- TASK TO COMPLETE:
All lines from the first one in the listing below to the one holding "allows you to", inclusive, are to be copied exactly.

BEGIN INPUT FOR THIS TASK

PR #68, opened 2021-03-14
fix: eslint improvement

paschalidi:
Adds `'plugin:prettier/recommended'` in the list. This will make eslint recognise errors when our jsx is not formatted right as it should have done here for example https://github.com/small-ads/core/pull/67/commits/5f8660c4807945842b0c4dc03e15b6481cd5ca99#diff-746224c245c31b8e0092392bf7c22c55cc0779a84be1f9ab6715d35c3f77a7ebR16

### DIFF
--- a/packages/eslint-config-small-ads/index.js
+++ b/packages/eslint-config-small-ads/index.js
@@ -7,6 +7,7 @@ module.exports = {
     'plugin:import/recommended',
     'plugin:import/typescript',
     'plugin:react-hooks/recommended',
+    'plugin:prettier/recommended',
     'airbnb-typescript',
     'prettier',
     'prettier/react',
--- a/packages/ui/src/setupTests.ts
+++ b/packages/ui/src/setupTests.ts
@@ -2,4 +2,4 @@
 // allows you to do things like:
 // expect(element).toHaveTextContent(/react/i)
 // learn more: https://github.com/testing-library/jest-dom
-import "@testing-library/jest-dom";
+import '@testing-library/jest-dom';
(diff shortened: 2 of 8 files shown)


AdrianValdes:
Oh, that happened because I just added a line using GitKraken, so when I add a hunk that could change the format, I have to keep that in mind. Sorry.

AdrianValdes:
Why is the linter complaining about  `error  Replace `"@testing-library/jest-dom"` with `'@testing-library/jest-dom'`  prettier/prettier`
I don't get it, we have single quotes there.

paschalidi:
@AdrianValdes check this out

AdrianValdes:
So we are going to have double quotes for the components properties `<button type="button" onClick={handleSignIn}>` now? I am just asking because that was the behavior I had locally and I had to add a .prettierrc to modify it so I want to know if I have to delete it.

paschalidi:
I think this is the intended behaviour of the linter however because we werent having this plugin on the linter wasnt catching it.

What are the issues you are seeing?

AdrianValdes:
> What are the issues you are seeing?
No problem, all good, I wanted to know if we wanted this behavior. I had that behavior before, maybe you remember I was making some PRs with the double-quotes there. I had to fight against it creating a separated `.pretterrc`, but no problem, I will delete it and I think I will have this behavior back.

paschalidi:
Can you make a review when you have the time

AdrianValdes (approved):
Thanks for the change. It is going to keep the code clean

PR #519, opened 2020-09-26
hotfix for 3f31ca3

rainbreak:
Also don't think the `cd $DAPP_ROOT` are necessary, but will address those separately. @lucasvo @MrChico


MrChico:
Oops. Nice fix

PR #520, opened 2020-09-27
EVM.hs: add load cheatcode for reading arbitrary storage

livnev:


src/hevm/src/EVM.hs
```diff
@@ -1857,7 +1857,15 @@ cheatActions =
               new  = w256lit $ word y
           fetchAccount a $ \_ -> do
             modifying (env . contracts . ix a . storage) (writeStorage slot new)
-          return Nothing
+          return Nothing,
+      action "load(address,bytes32)" [AbiAddressType, AbiBytesType 32] $
+        \[AbiAddress a, AbiBytes 32 x] -> do
+          let slot = w256lit $ word x
+          return $ use (env . contracts . at a) >>= \case
+            Just c ->
```
xwvvvvwx, line 1865: Don't we need to handle the `Nothing` side of these cases?

MrChico:
A version that works with symbolic values and integrates with rpc can be found here https://github.com/dapphub/dapptools/commit/19ae51d500259d4712995c3763fc8890441b1d44. Closing this

PR #522, opened 2020-10-01
Added util to `token` for EIP2612 and DAI permits

lucasvo:


lucasvo:
Tested and confirmed to work: https://kovan.etherscan.io/tx/0xbdd5a5c0785535f68a092245cb2411c1c49f6241774321b4a0d6e7e6e434f648 (EIP2612) and https://kovan.etherscan.io/tx/0x70499a3e54d4e1d22cab63bbb186ede820f7838f02d9916712cf8dcec91d8d33 (Kovan DAI)

src/token/libexec/token/token-permit
```diff
@@ -0,0 +1,77 @@
...
+if [ $# -lt 2 ];  then
+    display_usage
+    exit 1
+fi
+
+TOKEN=$1
+SPENDER=$2
+
+EIP2612_TYPEHASH=$(seth keccak $(seth --from-ascii "Permit(address owner,address spender,uint256 value,uint256 nonce,uint256 deadline)"))
+PERMIT_TYPEHASH=$(seth call $TOKEN "PERMIT_TYPEHASH()(bytes32)")
```
xwvvvvwx, line 30: what will `PERMIT_TYPEHASH` evaluate too if this call fails (i.e. there is no `PERMIT_TYPEHASH()` method on the contract)?

src/token/libexec/token/token-permit
```diff
@@ -0,0 +1,77 @@
...
+
+if [ "$EIP2612_TYPEHASH" != "$PERMIT_TYPEHASH" ]; then
+    DAI=yes
```
xwvvvvwx, line 33: Are there other tokens that use `dai` style permits? It might be more robust to hardcode the `dai` address here?

xwvvvvwx:
Some general comments:

- wondering if it might be nice to have some initial check to ensure that the token actually supports permit?
- Can we add some tests for this new feature?

src/token/libexec/token/token-permit
lucasvo: Chai uses it.

src/token/libexec/token/token-permit
lucasvo: I don't know but the update to EIP2616 is making it part of the standard that it should be a public method so we should be able to rely on it evaluating properly. I'll check

lucasvo:
Testing: Is there test coverage for other parts of bash scripts? I will have to look into it.

xwvvvvwx:
re: tests we have some testing scripts here: https://github.com/dapphub/dapptools/blob/master/src/dapp-tests/integration/tests.sh

src/token/libexec/token/token-permit
MrChico: Actually, the PERMIT_TYPEHASH is not added to 2612, but DOMAIN_SEPARATOR is.
But this feels okay to me anyway for the purposes of this script

MrChico:
Gonna merge this in 24hrs unless there are major disagreements or it seems likely that tests will actually appear

PR #526, opened 2020-10-07
Symtimestamp

MrChico:
Generalizes timestamp to admit symbolic values


rainbreak:
Do you want to do the same for block number as well?

MrChico:
Eventually, yes

PR #527, opened 2020-10-14
Bigbackstep

MrChico:
Implements `P` and `C-p` commands which takes larger steps back, analogously to how `N` and `C-n` step forward


lucasvo:
@MrChico you're my hero!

END INPUT FOR THIS TASK

- ANSWER TO THIS TASK:
PR #68, opened 2021-03-14
fix: eslint improvement

paschalidi:
Adds `'plugin:prettier/recommended'` in the list. This will make eslint recognise errors when our jsx is not formatted right as it should have done here for example https://github.com/small-ads/core/pull/67/commits/5f8660c4807945842b0c4dc03e15b6481cd5ca99#diff-746224c245c31b8e0092392bf7c22c55cc0779a84be1f9ab6715d35c3f77a7ebR16

### DIFF
--- a/packages/eslint-config-small-ads/index.js
+++ b/packages/eslint-config-small-ads/index.js
@@ -7,6 +7,7 @@ module.exports = {
     'plugin:import/recommended',
     'plugin:import/typescript',
     'plugin:react-hooks/recommended',
+    'plugin:prettier/recommended',
     'airbnb-typescript',
     'prettier',
     'prettier/react',
--- a/packages/ui/src/setupTests.ts
+++ b/packages/ui/src/setupTests.ts
@@ -2,4 +2,4 @@
 // allows you to do things like:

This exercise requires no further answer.